In this PTS estimate we can adjust for the covariates. We see that the result of 82.8% is in line with the frequentist based PTS estimate for the HR which we calculated earlier.

Plot Kaplan-Meier curves predictions

Similarly we can extract the Kaplan-Meier curves for each sampled OS data set and plot them:

Show the code
km_curves <- lapply(os_data_samples, function(df) {
    survfit_obj <- survival::survfit(Surv(os_time, os_event) ~ arm, data = df)
    times <- survfit_obj$time
    surv_probs <- survfit_obj$surv
    strata <- survfit_obj$strata
    n_control <- strata[1]
    n_treatment <- strata[2]

    control_fun <- stepfun(
        times[1:n_control],
        c(1, surv_probs[1:n_control]),
        right = TRUE
    )
    treatment_fun <- stepfun(
        times[(n_control + 1):length(times)],
        c(1, surv_probs[(n_control + 1):length(surv_probs)]),
        right = TRUE
    )
    control_vals <- control_fun(time_grid)
    treatment_vals <- treatment_fun(time_grid)

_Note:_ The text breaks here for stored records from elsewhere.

PR #251, opened 2019-11-12
drbd_nodes: Add automatic pillar of DRBD.

nick-wang:
Will add docs together with DRBD module and move static pillar file after https://github.com/SUSE/ha-sap-terraform-deployments/pull/239 merged.


nick-wang:
Close due to need change a bit.

PR #253, opened 2019-11-12
Update pillar files to work with latest salt formulas

arbulu89:
A quick PR to adapt the pillar files to work with the latest salt formulas.

To make you see which is the requirement for sle12 version mainly.

### DIFF
--- a/pillar_examples/libvirt/performance_optimized/cluster.sls
+++ b/pillar_examples/libvirt/performance_optimized/cluster.sls
@@ -17,7 +17,7 @@ cluster:
   configure:
     method: 'update'
     template:
-      source: /srv/salt/hana/templates/scale_up_resources.j2 #This path changes beyond SLES15SP1
+      source: /usr/share/salt-formulas/states/hana/templates/scale_up_resources.j2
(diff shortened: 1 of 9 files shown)


arbulu89:
Tested in libvirt and working. For the rest of the providers it should be exactly the same.

pillar_examples/libvirt/performance_optimized/cluster.sls
```diff
@@ -17,7 +17,7 @@ cluster:
   configure:
     method: 'update'
     template:
-      source: /srv/salt/hana/templates/scale_up_resources.j2 #This path changes beyond SLES15SP1
+      source: /usr/share/salt-formulas/states/hana/templates/scale_up_resources.j2
```
Simranpal: Hi @arbulu89 I was wondering why was this path to template updated

arbulu89: Because this is the new place where the formulas will be installed.
This comes will all of these last discussion about file permissions to make our formulas compatibles with SUMA

PR #254, opened 2019-11-13
Fix count argument backwards compat

stefanotorresi:
After pulling the latest updates, running any `terraform` command (including destroy)  on existing deployments will fail with the following:

```
Error: Invalid count argument

  on modules/netweaver_node/salt_provisioner.tf line 15, in resource "null_resource" "netweaver_node_provisioner":
  15:   count = var.provisioner == "salt" ? length(libvirt_domain.netweaver_domain) : 0

The "count" value depends on resource attributes that cannot be determined
until apply, so Terraform cannot predict how many instances will be created.
To work around this, use the -target argument to first apply only the
resources that the count depends on.
```

This is due to the `libvirt_domain.netweaver_domain` resource not being initialized.
Using the `netweaver_count` var directly fixes the problem and allows to migrate to the new tfstate.

### DIFF
--- a/aws/salt_provisioner.tf
+++ b/aws/salt_provisioner.tf
@@ -79,7 +79,7 @@ EOF
 }
 
 resource "null_resource" "hana_node_provisioner" {
-  count = var.provisioner == "salt" ? length(aws_instance.clusternodes) : 0
+  count = var.provisioner == "salt" ? var.ninstances : 0
 
   triggers = {
     cluster_instance_ids = join(",", aws_instance.clusternodes.*.id)
--- a/azure/salt_provisioner.tf
+++ b/azure/salt_provisioner.tf
@@ -80,7 +80,7 @@ EOF
 }
 
 resource "null_resource" "hana_node_provisioner" {
-  count = var.provisioner == "salt" ? length(azurerm_virtual_machine.clusternodes) : 0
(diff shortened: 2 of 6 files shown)


stefanotorresi:
@arbulu89 I'd say we change it everywhere then: leaving aside backwards compatibility, which admittedly wouldn't work anyway at the moment but we should start thinking about it sooner or later, I really don't see any value in computing `length` when that value always comes from a variable.
Shall I proceed with updating all the other occurrences of this?

arbulu89:
> @arbulu89 I'd say we change it everywhere then: leaving aside backwards compatibility, which admittedly wouldn't work anyway at the moment but we should start thinking about sooner or later, I really don't see any value in computing `length` when that value always comes from a variable.
> Shall I proceed with updating all the other occurrences of this?

Perfect! Yes, go ahead!

stefanotorresi:
@arbulu89 done! the monitoring ones are addressed in #255

stefanotorresi:
> And in the future we should unify `ninstances` and `hana_count`, but this is another story XD

yeah, I really *hate* `ninstances`, it's incredibly annoying to read :nerd_face: 

in fact, I might just open a PR about that :stuck_out_tongue_closed_eyes:

PR #256, opened 2019-11-14
make drbd count setting consistent with latest changes in #254

stefanotorresi:
super-small change I forgot to mention in #239

### DIFF
--- a/libvirt/modules/drbd_node/salt_provisioner.tf
+++ b/libvirt/modules/drbd_node/salt_provisioner.tf
@@ -12,7 +12,7 @@ data "template_file" "drbd_salt_provisioner" {
 }
 
 resource "null_resource" "drbd_node_provisioner" {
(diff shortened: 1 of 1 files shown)


nick-wang:
@stefanotorresi Does it mean all `var.drbd_count` need to change to `length(libvirt_domain.drbd_domain)` or just this one?

stefanotorresi:
> @stefanotorresi Does it mean all `var.drbd_count` need to change to `length(libvirt_domain.drbd_domain)` or just this one?

the other way around, but I've only found just this single occurrence :)

nick-wang:
> > @stefanotorresi Does it mean all `var.drbd_count` need to change to `length(libvirt_domain.drbd_domain)` or just this one?
> the other way around, but I've only found just this single occurrence :)

@stefanotorresi I was misunderstanding in the beginning~ Then delete the msg and approve, lol.
Thanks for the change.

PR #259, opened 2019-11-15
Move hosts.sls from individual modules to default and fix masterless salt-minion error

nick-wang:
+ Move hosts from individual modules (*_node) to default.

+ Stop salt-minion service for masterless salt, since the daemon doesn't help on `salt-call` but cause errors.
```
Error msg:
[ERROR] DNS lookup or connection check of 'salt' failed.
[ERROR] Master hostname: 'salt' not found or not responsive.
        Retrying in 30 seconds
```


nick-wang:
> @nick-wang This is a quite important change.
> Have you tested in cloud providers? And It could even impact NW deployment.
> We need to have all these scenarios in mind

@arbulu89 I think you mean the change of `hosts.sls` instead of masterless one. (Maybe i should split the two commits)

I didn't test against CLOUD providers, only libvirt. I don't think it can cause trouble to NW, unless NW have special usage for hostname/DNS, which not allowed have `ip node` entries in /etc/hosts.
The entries will only include the NW nodes.
The current logic is it will do nothing(like monitoring, iscsi_srv) unless `host_ips` exist(hana_node, drbd_node, netweaver_node).

nick-wang:
@arbulu89 @MalloZup Thanks for the review! Now I think the CI and a `devel` branch is really helpful here XD

arbulu89:
Hey @nick-wang ,
I have an idea about how to deal with duplicated salt states that we are putting in `hana`, `drbd`, `netweaver`, etc.
What we could do, is just to create a new salt states folder like `utils` or `common` (yes I know, we can think a bit more about the name...) and place there the salt states that are common like `hosts.sls`, `iscsi_initiator.sls`, `ssh.sls`, etc.
And them, in the executions we want to use them (in `drbd_node` for example`) we could just import them using `utils.hosts`.

This way we could remove duplicated states and avoid overloading the `default` state.

What do you think?

PD: I don't want to convert this folder in a trash box, so just add we need to be careful what we put there

nick-wang:
> I have an idea about how to deal with duplicated salt states that we are putting in `hana`, `drbd`, `netweaver`, etc.
> What we could do, is just to create a new salt states folder like `utils` or `common` (yes I know, we can think a bit more about the name...) and place there the salt states that are common like `hosts.sls`, `iscsi_initiator.sls`, `ssh.sls`, etc.
> And them, in the executions we want to use them (in `drbd_node` for example`) we could just import them using `utils.hosts`.
> 
> This way we could remove duplicated states and avoid overloading the `default` state.
> 
> What do you think?

I think it is a great idea! With importing the specific statse to individual modules, it remove the duplicate code and many possible `if/else` conditions in `default` module.

Slightly idea is we keep the `default` folder, but *strictly* for the states like(ssh/hostname/registration/xxx) *must* run in all modules. Since with the increasing of modules, it is helpful to emphasis/maintain the states for a node instead of a module/cluster.

And add one folder like `common` for the states shared in some modules but not all. Then we can write the `top.sls` like:
```
base:
  '*':
    - default

  'hana_node':
    - match: grain
    - hana_node
...
```
How do you think? Anyway, i like your idea a lot.
 
> PD: I don't want to convert this folder in a trash box, so just add we need to be careful what we put there
Yes. No matter `default` or `common`. It should be strictly managed to avoid to be a trash libraries bin.

arbulu89:
Hi @nick-wang ,
Actually, after working with DRBD and Netweaver, I have found many duplicates. So, I have started the next PR (that basically covers this whole idea).
https://github.com/SUSE/ha-sap-terraform-deployments/pull/274

If you want, we can remove this part from this current PR, and only merge the salt minion service (changing the destination branch to `develop`).

I'm sorry for duplicating your PR idea, but it makes my implementation easier hehe

nick-wang:
> Hi @nick-wang ,
> Actually, after working with DRBD and Netweaver, I have found many duplicates. So, I have started the next PR (that basically covers this whole idea).
> #274
@arbulu89 Yes, i think we will have common states for all single `node` like *hostname.sls*. And states for all clusters with HA, including this *host.sls*

> If you want, we can remove this part from this current PR, and only merge the salt minion service (changing the destination branch to `develop`).
No problem, i could re-submit even this PR is closed.

> 
> I'm sorry for duplicating your PR idea, but it makes my implementation easier hehe
Don't be, we have the same target~ We can close this with your change. But i do like your suggestion with `import` the shared states (for parts of modules) from `common` folder! I think we need the group know the comment/discussion as well.

nick-wang:
Close due to part of changes about `hosts.sls` is merged.

PR #297, opened 2019-12-11
Move some Netweaver and HANA OS and Network configurations to variables

diegoakechi:
Remove some Netweaver and HANA hardcodes and move the options to variables to give the possibility to the user to set them.

All of the variables assume as default the values that were hardcoded before.

### DIFF
--- a/azure/modules/netweaver_node/variables.tf
+++ b/azure/modules/netweaver_node/variables.tf
@@ -35,6 +35,7 @@ variable "data_disk_type" {
 }
 
 variable "data_disk_size" {
+  description = "Size of the Netweaver data disks, informed in GB"
   type    = string
   default = "60"
 }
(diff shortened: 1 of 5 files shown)


azure/modules/netweaver_node/variables.tf
```diff
@@ -24,6 +24,26 @@ variable "netweaver_count" {
...
+  default = "Standard_D4s_v3"
+}
+
+variable "data_disk_type" {
+  type    = string
+  default = "Standard_LRS"
+}
+
+variable "data_disk_size" {
+  type    = string
```
arbulu89: I would add a description here to say that the size is in GBs

azure/modules/netweaver_node/variables.tf
```diff
@@ -68,6 +88,11 @@ variable "storage_account_path" {
   type        = string
 }
 
+variable "enable_accelerated_networking" {
+  description = "Enable accelerated networking for netweaver. This function is mandatory for certified Netweaver environments and are not available for all kinds of instances. Check https://docs.microsoft.com/en-us/azure/virtual-network/create-vm-accelerated-networking-cli for more details"
+  default     = true
```
arbulu89: Add `type == boolean` just in case

PR #305, opened 2019-12-19
Initial implementation of Multi-Cluster Grafana dashboard

stefanotorresi:
This is mostly what I've shown in my progress report during the latest sprint review.

I've included some new time charts and fixed a couple of broken queries.

Here is a screenshot:
Screenshot from 2019-12-19 13-52-35

Live demo is here: http://10.162.30.194/d/5b0v3y-Wz1/multi-cluster-overview

It's not 100% incomplete, but I'd rather merge this first version before continuing the work.

### DIFF
--- a/salt/monitoring/provisioning/dashboards/multi-cluster-overview.json
+++ b/salt/monitoring/provisioning/dashboards/multi-cluster-overview.json
@@ -49,19 +49,17 @@
       },
       "id": 6,
       "panels": [],
-      "title": "Cluster Nodes",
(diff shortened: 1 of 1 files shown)


stefanotorresi:
> one improvement I see is that the legend of the top panels are based on the Cluster name (Job Name) but the metrics is shown on the node level, so I think some node name identifier should be used on the legend.

yep, absolutely, that's on my to-do list. It requires some nasty PromQL-fu, but I'll get it done.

    list(control = control_vals, treatment = treatment_vals)
})

km_control_samples <- sapply(km_curves, function(x) x$control)
km_treatment_samples <- sapply(km_curves, function(x) x$treatment)

survfit_ia <- survival::survfit(Surv(os_time, os_event) ~ arm, data = os_data_augmented)

plot(survfit_ia, col = c(1, 2), xlim = c(0, max(time_grid)))

# Add the mean KM curves for each arm.
lines(time_grid, rowMeans(km_control_samples), col = 1)
lines(time_grid, rowMeans(km_treatment_samples), col = 2)

# Add pointwise confidence intervals as shaded areas.
km_control_ci <- apply(km_control_samples, 1, quantile, probs = c(0.025, 0.975))
km_treatment_ci <- apply(
    km_treatment_samples,
    1,
    quantile,
    probs = c(0.025, 0.975)
)

polygon(
    c(time_grid, rev(time_grid)),
    c(km_control_ci[1, ], rev(km_control_ci[2, ])),
    col = adjustcolor(1, alpha.f = 0.2),
    border = NA
)
polygon(
    c(time_grid, rev(time_grid)),
    c(km_treatment_ci[1, ], rev(km_treatment_ci[2, ])),
    col = adjustcolor(2, alpha.f = 0.2),
    border = NA
)

We can see that we assume a very long follow up of the data here. Obviously we could cut the data sets at a certain number of events or a specific time point easily.